- Authors: Jasmin Huynh, Carolina Cornejo, Juan D Mendez
-
The average price index of the U.N. food agency reached an all-time high last year due to a significant increase in the cost of most food commodities. This surge was prompted by concerns of shortages caused by the disruption brought about by Russia's invasion of Ukraine. The Food and Agriculture Organization (FAO) reported that its food price index, which monitors the international prices of the most commonly traded food commodities, reached an average of 143.7 points in 2022. This figure represents a 14.3% increase from 2021 and is the highest recorded since 1990, according to the agency's records (Reuters 2023).
-
The project aim is to compare the prices of basic food products of different countries.
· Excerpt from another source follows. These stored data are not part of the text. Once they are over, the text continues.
PR #232, opened 2024-06-19
Geometry 1D modifications

tbody-cfs:
*n.b. feel free to edit/comment if there are errors in the logic presented here*

# MK edit

This PR aims to significantly improve how we define the geometry of our 1D simulations.
It adds the following functionality:

- Ability to define input file parameters in terms of Lpar, including flux expansion
- Ability to define a profile of magnetic pitch
- Ability to define a profile of SOL broadening
- Calculation of flux tube radial cross-sectional area for communication with reservoirs
- Passing all of the above into the state for use in other components

# Accounting for cross-field transport and flux-expansion in 1D simulations

Simple models such as the extended Lengyel and DLS models show the importance of capturing cross-field transport (i.e. $\lambda_{INT}=\lambda_q + 1.64S$) and flux expansion (i.e. $B$). We want to be able to simply vary these parameters to study their effect and compare Hermes-3 to other models.

One implementation we might want to use as a reference is [Derks et al., 2024](https://doi.org/10.1088/1361-6587/ad2e37). In this paper, conservation of heat flux is used to give
$$\lambda(x) \cdot \sin(\theta)(x) \cdot B_{trans} = const.$$
where $\lambda$ is the poloidal width of the heat flux channel and $\sin(\theta)=B_{pol}/B_{tor}$. Let's introduce the shorthand $\sin(\theta)=\Theta=B_{pol}/B_{tor}$.

$B_{trans}$ is a modification to the actual magnetic field $B_{field}$ intended to mock up cross-field transport, such that the magnetic field in the model is set as $B_{model}=B_{field} \cdot B_{trans}$.

## Discussion with @bendudson 

In 1D, $J \cdot dx \cdot dy \cdot dz = V_{cell}$

where $dx = 1$ and $dz = 2 \pi$ by default.

These coordinates are set in https://github.com/boutproject/hermes-3/blob/master/hermes-3.cxx#L247.

Looking at this, we essentially can vary $J$ to set $A_\perp$.

$$J = 1/B_{model} = b / B_{actual}$$
would do what we're trying to achieve

## Final implementation

**Functionality of the `fieldline_geometry` Component**

The `fieldline_geometry` component in Hermes-3 is designed to handle the geometric calculations necessary for 1D simulations, particularly those aligned with magnetic field lines.

**Key Responsibilities:**

* **Parallel Length Calculation:** Computes the parallel distance (`lpar`) from an upstream reference point along the magnetic field line. This is a fundamental quantity for 1D simulations as it defines the spatial coordinate.
* **Geometric Quantities:** Calculates essential geometric quantities that vary along the field line:
    * Flux tube width.
    * Flux expansion.
    * Cell dimensions (poloidal length, side area, and volume).
* **Magnetic Field Handling:**
    * Accepts user-defined expressions for the poloidal (`Bpol`) and toroidal (`Btor`) components of the magnetic field.
    * Provides an option to compute the toroidal field component from the major radius (`R`), which is a common simplification in some contexts.
    * Calculates the total magnetic field strength (`B`) and the pitch angle (`\\(\\theta\\)`).
* **Jacobian Calculation:** Computes the Jacobian (`J`), which is crucial for coordinate transformations and volume integrals in the simulation.
* **Output:** Adds the calculated geometric quantities to the simulation state for use by other components and for diagnostic output.

**Equations:**

* Pitch angle:  $\sin(\theta) = B_{pol} / B$
* Toroidal magnetic field (if computed): $B_{tor} = B_{tor,up} R_{up} / R$
* Flux expansion: $f_{exp} = (B_{pol,up} / B_{up}) / (B_{pol} / B)$
* Flux tube width: $\lambda_{int} f_{exp}$
* Cell poloidal length: $dl_{pol} = dl_\parallel B_{pol} / B$
* Cell side area: $2 \pi R \cdot dl_{pol}$
* Cell volume: $2 \pi R \cdot dl_{pol} \lambda_{int} f_{exp}$
* Jacobian: $J = (\lambda_{int} / \lambda_{q,up}) / B$

**In essence:**

The `fieldline_geometry` component provides the geometric foundation upon which 1D field-aligned simulations in Hermes-3 are built. It handles the complexities of the magnetic geometry, allowing other components to focus on the physics of the plasma.


tbody-cfs:
# Test
broadening

[evidence.zip](https://github.com/user-attachments/files/19980119/evidence.zip)

tbody-cfs:
One thing I've found — if the magnetic field doesn't equal the jacobian, we end up with a non-1 Jacobian. This has a small but noticeable impact on the simulation. Should the Jacobian be normalized such that it is 1 if the magnetic field is constant?
image

tbody-cfs:
Full round of tests [test_fieldline_geometry.pdf](https://github.com/user-attachments/files/20015505/test_fieldline_geometry.pdf)

mikekryjak (changes requested):
Hi @**Tom Body**, really great work on this - very nice clear code with lots of comments, and I really appreciate the docs as well as the test pdf you sent. Once this is merged, I think we should calculate some similar variables for 2D as well, that's been on my list for ages.

My comments are mostly about diagnostic naming and documentation location. 

I think it would also be really good if we had a proper test as we discussed at the dev meeting last week. Do you think this is something you have time to do? If not, then could you make a test by slapping some asserts in a Python script which will read the non-trivial formulation case?

tbody-cfs:
Addressed @mikekryjak's review comments in e656907d:

- `pitch_angle` → `fieldline_geometry_magnetic_pitch`
- `fieldline_radius` → `fieldline_geometry_Rxy`
- `poloidal/toroidal/total_magnetic_field` → `fieldline_geometry_Bpxy` / `fieldline_geometry_Btxy` / `fieldline_geometry_Bxy`
- `flux_expansion` → `fieldline_geometry_f_R`
- `cell_poloidal_length` → `fieldline_geometry_dlpol`
- `cell_side_area` left as-is for now (no name agreed yet)
- Moved docs to immediately after `domain_grid` in the toctree

tbody-cfs:
Needs https://github.com/boutproject/hermes-3/pull/598 to pass clang-format test

mikekryjak:
Thanks @tbody-cfs, sorry I haven't had a chance to take a look yet - will do this week.

src/fieldline_geometry.cxx
```diff
@@ -0,0 +1,319 @@
...
+  lpar(0, 0, 0) = 0.5 * dy(0, 0, 0); // Initialize lpar at the first cell center
+  // The parallel length at the first cell center is half of the cell width.
+  for (int id = 0; id <= NYPE - 1;
+       ++id) { // Iterate through each processor in the poloidal direction
+    for (int j = 0; j <= mesh->LocalNy;
+         ++j) { // Iterate through each cell in the local poloidal domain
+      if (j > 0) {
+        // Calculate lpar at the current cell center by adding the average of the current
+        // and previous cell widths to the previous lpar value. This is a simple trapezoidal rule.
+        lpar(0, j, 0) = lpar(0, j - 1, 0) + 0.5 * dy(0, j - 1, 0) + 0.5 * dy(0, j, 0);
```
mikekryjak: Have you tested this when running in parallel? This looks reasonable on a single rank, but presumably each rank after the first one would need to accumulate on the connection length from the previous ranks. But I don't see you using `id` for anything in this loop.

src/fieldline_geometry.cxx
```diff
@@ -0,0 +1,319 @@
...
+  // Parallel length of cell
+  Field3D dlpar = coord->dy / Lnorm;
+  // Width of flux tube in the radial direction
+  flux_tube_width = lambda_int * flux_expansion;
+  // Length of the cell in the poloidal direction
+  cell_poloidal_length = dlpar * pitch_angle;
+  // Poloidal area of the cell (poloidal length times circumference)
+  cell_side_area = cell_poloidal_length * 2.0 * PI * fieldline_radius;
+  // Volume of the cell (poloidal area times flux tube width)
+  cell_volume = cell_side_area * flux_tube_width;
```
mikekryjak, line 246: I see that none of the new geometry variables are put into the state for other components to read. Is this intentional? An easy way to do this would be to add code in `transform_impl` to put them into the state at every RHS. A better way would be to do it in the `coordinates` object, but that would be a BOUT++ change and it would be more complicated. I personally think the former is sufficient.

I know this is already being called by the new reservoirs - how does that work? @PoloidalLloyd

src/fieldline_geometry.cxx
```diff
@@ -0,0 +1,319 @@
...
+  flux_expansion = pitch_angle(0, mesh->ystart, 0) / pitch_angle;
+
+  // Compute the effective magnetic field strength, which is the actual magnetic field strength divided by the transport broadening.
+  // This is used in the Jacobian calculation.
+  Field3D effective_magnetic_field_strength = total_magnetic_field / transport_broadening;
+
+  // Bxy is no longer consistent with the Jacobian.
+  // Set equal to NaN, to prevent anyone from using it.
+  BOUT_FOR(i, coord->Bxy.getRegion("RGN_ALL")) {
+    coord->Bxy[i] = std::numeric_limits<BoutReal>::quiet_NaN();
```
mikekryjak, line 218: Hmm... I think `Bxy` almost certainly isn't used for any physics relevant to 1D simulations, but not 100% sure. @bendudson what do you think?

mikekryjak (changes requested):
This is great work @tbody-cfs, especially the tests! I have a few questions, see below.

src/fieldline_geometry.cxx
tbody-cfs: Good catch — I tested this in the Docker image, running a non-trivial 1D case at 1, 4 and 8 ranks and comparing both the geometry outputs and the evolved solution cell-by-cell against the single-rank run. It surfaced two genuine parallel bugs.

On the loop itself / id: the accumulation is correct across ranks, but you're right that id wasn't doing anything. The mechanism is that each mesh->communicate(lpar) carries the running integral one rank downstream, so repeating the integrate-then-communicate step NYPE times propagates the value to every rank. id was just the repeat counter — I've renamed it sweep and documented that. I also fixed an off-by-one out-of-bounds write in the inner loop (j <= mesh->LocalNy → j < mesh->LocalNy). With this, lpar matches the single-rank result to machine precision.

Bug 1 — upstream reference used each rank's local first cell. Several quantities referenced field(0, mesh->ystart, 0), which is the local first cell, not the global upstream. So f_R, transport_broadening and Btor (with compute_Btor_from_R) — and hence the Jacobian — were only right on rank 0; every other rank restarted f_R at 1.0 at its local boundary:

f_R, np=4, first cells of each rank vs single-rank reference:
rank 0: [1.000 1.000 1.001 1.003]  ref [1.000 1.000 1.001 1.003]  ✓
rank 1: [1.000 0.997 0.994 0.991]  ref [1.849 1.843 1.837 1.830]  ✗
rank 2: [1.000 0.997 0.994 0.991]  ref [1.200 1.197 1.193 1.189]  ✗
rank 3: [1.000 1.000 0.999 0.998]  ref [1.016 1.016 1.015 1.015]  ✗

Fixed with an upstream_value() helper that reads the reference on rank 0 and MPI_Bcasts it. After this, all geometry outputs (lpar, Rxy, lambda_int, f_R, dlpol, Bxy) match the serial run to machine precision (max rel diff 0.0) at np = 1/4/8.

Bug 2 — coord->J was set only on interior cells. The geometry outputs matching wasn't sufficient: comparing the evolved solution showed a larger np1-vs-np4 spread for the default 1d-threshold case. The Jacobian was written only for ystart..yend, so the guard cells kept the default mesh J, discontinuous with the fieldline J. I now set J over the whole local field (guard cells included) and mesh->communicate(coord->J), mirroring recalculate_metric. Max relative np1-vs-np4 difference at a fixed output step:

field   before J-fix   after J-fix   1d-threshold
Ne         1.30%          0.57%          0.57%
Td         2.49%          1.49%          1.47%
Nd         1.60%          0.80%          0.80%

i.e. the fix brings the parallel spread down to the baseline the 1d-threshold already finds. Added a unit-test assertion that J is set in the guard cells (it fails against the old interior-only code).

On the residual difference: the ~0.5–1% that remains is not geometry-specific — the 1D-threshold shows the same, because this is the beuler steady-state solver at a fixed output step (snes_local_residual ~ 1e-3); the two decompositions take slightly different internal steps and land at slightly different points on a still-evolving transient. Driven to a tighter residual they converge to the same steady state.

src/fieldline_geometry.cxx
tbody-cfs: Not intentional — good suggestion, and I've taken the transform_impl approach you describe (agree the coordinates-object route is more invasive than it's worth here). transform_impl now publishes the geometry quantities into the shared state on every RHS, with matching readWrite permissions declared in the constructor, so other components can get<Field3D>() them. The keys mirror the diagnostic names — fieldline_geometry_Rxy, _Bxy, _lpar, _dlpol, _cell_volume, etc. Added a unit test (TransformPublishesGeometryToState) that checks all of them are published.

On the reservoirs — I don't have that component on this branch, so nothing consumes these yet here; this just makes them available. @PoloidalLloyd, could you confirm which keys the reservoir reads so I can make sure the names line up? Happy to rename to match whatever it expects.

src/fieldline_geometry.cxx
tbody-cfs: Looks like Bxy consumer is used in perpendicular-dynamics / turbulence / EM components (vorticity, the perpendicular operators in div_ops, diamagnetic & polarisation drifts, classical + ion/electron viscosity, neutral_full_velocity, electromagnetic, and the Alfvén-speed term in sound_speed)

tbody-cfs:
To test this out yourself @mikekryjak

# Testing `fieldline_geometry` in parallel with the Docker image

This walks through building the `geometry_1d` branch inside the
`ghcr.io/boutproject/hermes-3` image and verifying that a 1D
`fieldline_geometry` case gives the **same answer** regardless of the
y-decomposition (number of MPI ranks). Everything is copy-pasteable.

The idea: `nx=1` / `MXG=0` forces `NXPE=1`, so all MPI ranks split the field
line in `y` (`NYPE = np`). A correct component must give a decomposition-
independent result. We check two things:

1. the geometry output fields (`fieldline_geometry_*`) are identical across ranks;
2. the evolved solution (`Ne`, `Te`, …) matches the single-rank run to within the
   solver's own convergence floor (the 1D-threshold case sets that floor).

> **Prerequisites:** Docker (with `docker compose`), and a clone of hermes-3
> checked out on the `geometry_1d` branch. The published `:latest` image is built
> from `master`, so we build the branch code ourselves via the `work/hermes-3`
> override (steps 1–2).
>
> Multi-rank running (`run.sh hermes <case> <n>`) needs the parallel `run` mode
> that landed in #616, so make sure your image is current:
> `docker pull ghcr.io/boutproject/hermes-3:latest`. (If `./run.sh hermes
> work/case 4` logs `Processor number: 0 of 1`, your local image predates it.)
>
> All container commands go through the `docker/run.sh` helper, which wraps
> `docker compose`. It must be invoked from the `docker/` directory (it looks for
> `docker-compose.yaml` in the current directory), so every block below does
> `cd "$HERMES/docker"` first.

Pick your clone location once; every block below uses `$HERMES`:

```bash
export HERMES=$(git -C . rev-parse --show-toplevel)   # run from inside your clone
# ...or set it explicitly, e.g.  export HERMES=$HOME/hermes-3
cd "$HERMES" && git checkout geometry_1d
```

---

## 0. One-time setup

```bash
cd "$HERMES/docker"
sh setup.sh          # creates .env and the work/ mount (idempotent)
```

## 1. Stage the branch source into the build override

The image builds from `work/hermes-3` if present. Sync your checked-out branch
(and the googletest submodule, which the build needs for the unit tests) into it:

```bash
cd "$HERMES"
git submodule update --init external/googletest      # if not already populated
rsync -a --delete --exclude build/ --exclude .git/ ./ docker/work/hermes-3/
```

## 2. Build hermes-3 (with unit tests) in the container

Build **against the BOUT++ already compiled inside the image**
(`/hermes_project/build/boutpp-build`) — the branch only touches hermes-3
source, so there's no need to rebuild BOUT++. `HERMES_BUILD_BOUT=OFF` and
`HERMES_UPDATE_GIT_SUBMODULE=OFF` stop CMake from trying to re-fetch/rebuild the
bundled BOUT++ submodule (which fails, since we rsync'd without `.git/`):

```bash
cd "$HERMES/docker"
./run.sh shell bash -c '
  cmake -S /hermes_project/work/hermes-3 -B /hermes_project/work/hermes-3-build \
        -DCMAKE_PREFIX_PATH=/hermes_project/build/boutpp-build \
        -DHERMES_BUILD_BOUT=OFF -DHERMES_UPDATE_GIT_SUBMODULE=OFF \
        -DHERMES_TESTS=ON -DCMAKE_BUILD_TYPE=RelWithDebInfo &&
  cmake --build /hermes_project/work/hermes-3-build -j 4'
```

The executable lands at `/hermes_project/work/hermes-3-build/hermes-3`
(host: `docker/work/hermes-3-build/hermes-3`). The image's `run` mode picks up
this `work/hermes-3-build` override automatically.

## 3. Create the test cases (serial + parallel copies)

Start from the 1D-threshold case and add a **non-trivial** `[fieldline_geometry]`
section so the `{lpar}`-dependent expressions actually vary along the field line
(a constant geometry would pass trivially).

```bash
cd "$HERMES/docker/work"
for n in np1 np4; do
  rm -rf fieldline-par-$n
  cp -R "$HERMES/examples/tokamak-1D/1D-threshold" fieldline-par-$n
done
```

Two edits are needed in **both** `fieldline-par-np1/BOUT.inp` and
`fieldline-par-np4/BOUT.inp`.

**Edit 1 — enable the component.** In the `[hermes]` section, the 1D-threshold case has:

```ini
components = (d+, d, e,
              sheath_boundary_simple, braginskii_collisions, braginskii_friction,
              braginskii_heat_exchange, reactions, electron_force_balance,
              neutral_parallel_diffusion, braginskii_conduction, recycling)
```

Add `fieldline_geometry` as the **first** entry (component order matters — it must
set up the metric before the other components run):

```ini
components = (fieldline_geometry,
              d+, d, e,
              sheath_boundary_simple, braginskii_collisions, braginskii_friction,
              braginskii_heat_exchange, reactions, electron_force_balance,
              neutral_parallel_diffusion, braginskii_conduction, recycling)
```

**Edit 2 — configure it.** Append this section to the end of the file:

```ini
[fieldline_geometry]
# Non-trivial formulation to exercise the {lpar}-dependent expressions,
# which depend on the parallel-accumulated lpar being correct across ranks.
# mesh:length and mesh:length_xpt are already defined in the 1D-threshold case's
# [mesh] section, so no changes are needed there.
lpar_X1 = clamp( (mesh:length_xpt - {lpar}) / mesh:length_xpt, 0, 1)
lpar_X2 = clamp( ({lpar} - mesh:length_xpt) / (mesh:length - mesh:length_xpt), 0, 1)

lambda_q   = 1e-3
b          = 2.0
lambda_int = lambda_q * (1 + lpar_X2 * b)

poloidal_magnetic_field          = 1.0
upstream_toroidal_magnetic_field = 3.0
fieldline_radius = 0.5 + where({lpar} < mesh:length_xpt, 1 - cos(lpar_X1 * pi)/2, 1 - cos(lpar_X2 * pi)/2)

compute_Btor_from_R = true
diagnose            = true
```

That's all — the 1D-threshold case already sets `J = 1` in `[mesh]` (which
`fieldline_geometry` overrides) and defines `length`/`length_xpt`, so the
expressions above resolve without any further edits.

The stock example has `ny = 400`, which divides by 4, so np4 gives 100 interior
cells/rank. (If you change the rank count, use one that divides `ny`.)

## 4. Run at 1 and 4 ranks

`run.sh hermes <case> [n]` runs a case; the optional `n` is the MPI rank count
(default 1). It goes through the image's `run` mode, which launches `mpirun -np n`
(adding `--oversubscribe` automatically if `n` exceeds the cores Docker exposes):

```bash
cd "$HERMES/docker"
./run.sh hermes work/fieldline-par-np1 1
./run.sh hermes work/fieldline-par-np4 4
```

A correct 4-rank run logs `Running Hermes-3 in ... on 4 processes with mpirun`,
`Processor number: 0 of 4`, `NYPE=4`, and writes `BOUT.dmp.0.nc … BOUT.dmp.3.nc`
on the host under `docker/work/fieldline-par-np4/`.

> **Note — extra BOUT++ options.** The `run` mode only passes `-d <case>` to
> hermes-3; it does **not** forward trailing options such as `nout=10`. Put any
> such settings in the case's `BOUT.inp` instead (see the control in step 6).

## 5. Compare the runs

The image has `numpy` and `ncdump` but not xarray/netCDF4, so this small script
parses `ncdump` output. Save it as `docker/work/compare.py`:

```python
import subprocess, re, sys, glob, os
import numpy as np

def read_var(nc, var):
    out = subprocess.check_output(["ncdump", "-v", var, nc], text=True)
    m = re.search(re.escape(var) + r"\s*=\s*(.*?);", out, re.S)
    return np.array([float(x) for x in re.findall(r"[-+0-9.eE]+", m.group(1))])

def ydim(nc):
    out = subprocess.check_output(["ncdump", "-h", nc], text=True)
    return int(re.search(r"\by = (\d+)", out).group(1))

def field3d_vars(nc):
    # Match both time-evolving fields (t, x, y, z) and time-independent ones
    # (x, y, z) — the geometry outputs are constant in time and stored without
    # a time dimension.
    out = subprocess.check_output(["ncdump", "-h", nc], text=True)
    return re.findall(r"(?:double|float) (\w+)\((?:t, )?x, y, z\)", out)

serial_dir, par_dir = sys.argv[1], sys.argv[2]
f1 = os.path.join(serial_dir, "BOUT.dmp.0.nc")
fp = sorted(glob.glob(os.path.join(par_dir, "BOUT.dmp.*.nc")))
nf = len(fp)
assert nf > 1, "parallel dir must have >1 output file"

# Infer physical ny and guard width from the dumps (no hard-coded 400 / MYG=2):
#   y_full = NY + 2*MYG ; y_loc = NY/nf + 2*MYG
y_full, y_loc = ydim(f1), ydim(fp[0])
NY = round((y_full - y_loc) * nf / (nf - 1))
MYG = (y_full - NY) // 2
per = y_loc - 2 * MYG
print(f"serial y={y_full}  parallel y/file={y_loc}  nfiles={nf}  "
      f"=> NY={NY} MYG={MYG} interior/rank={per}")

allvars = field3d_vars(f1)
geom = [v for v in allvars if v.startswith("fieldline_geometry_")]
phys = [v for v in allvars if not v.startswith("fieldline_geometry_")]

def compare(var):
    r1 = read_var(f1, var); a1 = r1.reshape(r1.size // y_full, y_full)[-1]
    interior1 = a1[MYG:MYG + NY]
    parts = []
    for f in fp:
        r = read_var(f, var); a = r.reshape(r.size // y_loc, y_loc)[-1]
        parts.append(a[MYG:MYG + per])
    interior_p = np.concatenate(parts)
    diff = np.max(np.abs(interior1 - interior_p))
    rel = diff / (np.max(np.abs(interior1)) + 1e-300)
    return diff, rel

print("\n--- geometry outputs (must be machine-precision identical) ---")
gworst = 0.0
for v in geom:
    d, r = compare(v); gworst = max(gworst, r)
    print(f"  {v:38s} max|Δ|={d:.3e}  rel={r:.3e}")
print("  =>", "MATCH" if gworst < 1e-10 else f"MISMATCH (worst rel={gworst:.3e})")

print("\n--- evolved fields (compare against the 1D-threshold baseline) ---")
pworst, pv = 0.0, None
for v in phys:
    d, r = compare(v)
    if r > pworst: pworst, pv = r, v
    print(f"  {v:28s} max|Δ|={d:.3e}  rel={r:.3e}")
print(f"  => worst rel diff = {pworst:.3e} in {pv}")
```

Run it:

```bash
cd "$HERMES/docker"
./run.sh shell bash -c \
  "cd /hermes_project/work && python3 compare.py fieldline-par-np1 fieldline-par-np4"
```

The geometry outputs are the key correctness check — they come out
machine-precision identical across the 1- and 4-rank decompositions:

```
--- geometry outputs (must be machine-precision identical) ---
  fieldline_geometry_Bpxy                max|Δ|=0.000e+00  rel=0.000e+00
  fieldline_geometry_Btxy                max|Δ|=0.000e+00  rel=0.000e+00
  fieldline_geometry_Bxy                 max|Δ|=0.000e+00  rel=0.000e+00
  fieldline_geometry_Rxy                 max|Δ|=0.000e+00  rel=0.000e+00
  fieldline_geometry_cell_side_area      max|Δ|=0.000e+00  rel=0.000e+00
  fieldline_geometry_cell_volume         max|Δ|=0.000e+00  rel=0.000e+00
  fieldline_geometry_dlpol               max|Δ|=0.000e+00  rel=0.000e+00
  fieldline_geometry_f_R                 max|Δ|=0.000e+00  rel=0.000e+00
  fieldline_geometry_flux_tube_width     max|Δ|=0.000e+00  rel=0.000e+00
  fieldline_geometry_lambda_int          max|Δ|=0.000e+00  rel=0.000e+00
  fieldline_geometry_lpar                max|Δ|=0.000e+00  rel=0.000e+00
  fieldline_geometry_magnetic_pitch      max|Δ|=0.000e+00  rel=0.000e+00
  fieldline_geometry_transport_broadening max|Δ|=0.000e+00  rel=0.000e+00
  => MATCH
```

## 6. (Recommended) Baseline control — is any residual difference geometry-specific?

The evolved-field comparison still shows an np1-vs-np4 difference (order ~1% and
above for some fields; worst rel `1.088e+00` in `SPe`). That is the `beuler`
steady-state solver's convergence floor, **not** a geometry bug. Prove it by
running the identical case with `fieldline_geometry` removed:

```bash
cd "$HERMES/docker/work"
for n in np1 np4; do
  rm -rf ctrl-$n && cp -R fieldline-par-$n ctrl-$n && rm -f ctrl-$n/BOUT.dmp.*.nc
  # then edit ctrl-$n/BOUT.inp: remove "fieldline_geometry, " from the components line
done
```

The `[fieldline_geometry]` section is now dead config. Since `run` mode doesn't
forward `input:error_on_unused_options=false` on the command line, disable the
unused-option check **inside** each `ctrl-*/BOUT.inp` instead — append:

```ini
[input]
error_on_unused_options = false
```

Then run and compare:

```bash
cd "$HERMES/docker"
./run.sh hermes work/ctrl-np1 1
./run.sh hermes work/ctrl-np4 4
./run.sh shell bash -c \
  "cd /hermes_project/work && python3 compare.py ctrl-np1 ctrl-np4"
```

The control shows an np-difference of the **same magnitude** on the evolved
fields — worst rel `6.507e-1` (in `snes_local_residual`), with the bulk fields
(`Ne`, `Nd`, `Te`, `Pd` …) all ~4–5%. That's comparable to the
`fieldline_geometry` case, confirming the residual is solver convergence, not
decomposition. (The large *relative* numbers are dominated by near-zero fields
where a tiny absolute difference blows up the ratio.)

## 7. Unit tests

```bash
cd "$HERMES/docker"
./run.sh shell bash -c \
  "/hermes_project/work/hermes-3-build/hermes_unit_tests --gtest_filter='*Fieldline*'"
```

Expected:

```
[==========] 11 tests from 1 test suite ran. (15 ms total)
[  PASSED  ] 11 tests.
```

---

## Gotchas

- **Run `./run.sh` from `docker/`, not `docker/work/`.** It (and the underlying
  `docker compose`) mounts `${PWD}/work`; if `PWD` is already `work/` you get
  `work/work` and files "disappear" inside the container.
- **`docker pull` first for multi-rank runs.** The parallel `run` mode arrived in
  #616; an older cached image runs `./run.sh hermes work/case 4` on a single
  process (`Processor number: 0 of 1`). `docker pull ghcr.io/boutproject/hermes-3:latest`.
- **`run` mode only passes `-d <case>` to hermes-3.** Trailing BOUT++ options
  (e.g. `nout=10`) are not forwarded — set them in `BOUT.inp`.
- **Don't leave a run in a foreground shell that you then kill.** `docker compose
  run` may leave the hermes container running detached; a second run writing the
  same `BOUT.dmp.*.nc` then fails with a NetCDF `Permission denied` (HDF5 file
  lock). `docker compose down --remove-orphans` clears it.

tbody-cfs:
@mikekryjak rebased onto latest main. Think this is good to go, and would be great to get it in while it's fresh

src/fieldline_geometry.cxx
mikekryjak: I talked to Lloyd and he will raise a separate PR to connect the reservoirs up.

mikekryjak (approved):
Good to go - thanks @tbody-cfs!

We selected Germany, Colombia and Peru as these are our home countries. Furthermore, we want to examine the approximate percentage that a citizen spends for basic necessities in these countries compared to the minimum wage. For each country we use one online shop of a supermarket to scrape product prices from.
-
Finding all the product prices from the three countries can be time-consuming, that's why a automated scraper -or three, one per country, can come in handy.
- First the developed scraper creates URLs for the search sites that would be created when using the search bar of the online-shop to search for a specific product. For a list of 23 products 23 URLs are created for each country.
- Then the results and corresponding product information (product names, prices and prices per kg/l) are extracted for each product using the URLs and XPath. The results are filtered and only the cheapest result is kept. In the end we get a table of 23 basic products and their corresponding prices for each country. For the webshop of the colombian supermarket RSelenium was required.
- The total cost of a shopping cart of these products are calculated for each country. Then a dataframe is created containing the total sums and living wages of each country.
- Lastly we plot the results using ggplot.
The following R-packages are needed:
- xml2
- magrittr
- lubridate
- tidyverse
- httr
- rvest
- readr
- XML
- ggplot2
- RSelenium
For RSelenium there were additional requirements to get it to work on Windows:
-
we followed this manual
-
Chrome Browser (updated)
-
--> Still RSelenium still didn't work and the final solution was the following:
-
deleting the license files in the binman directory of the chromedriver directories (
C:\Users\name\AppData\Local\binman\binman_chromedriver\win32\111.0.5563.41
) -
there may be several chromedriver directories --> please delete the license files in each of them
-
If that doesn't work, changing the 'chromver' (line 283 in the .Rmd) version according to installed chrome drivers version or browser driver version could help.
-
To reproduce the scraper just run the R-chunks in the .Rmd.
The rendered HTML file, showing the process, results and code, is also available.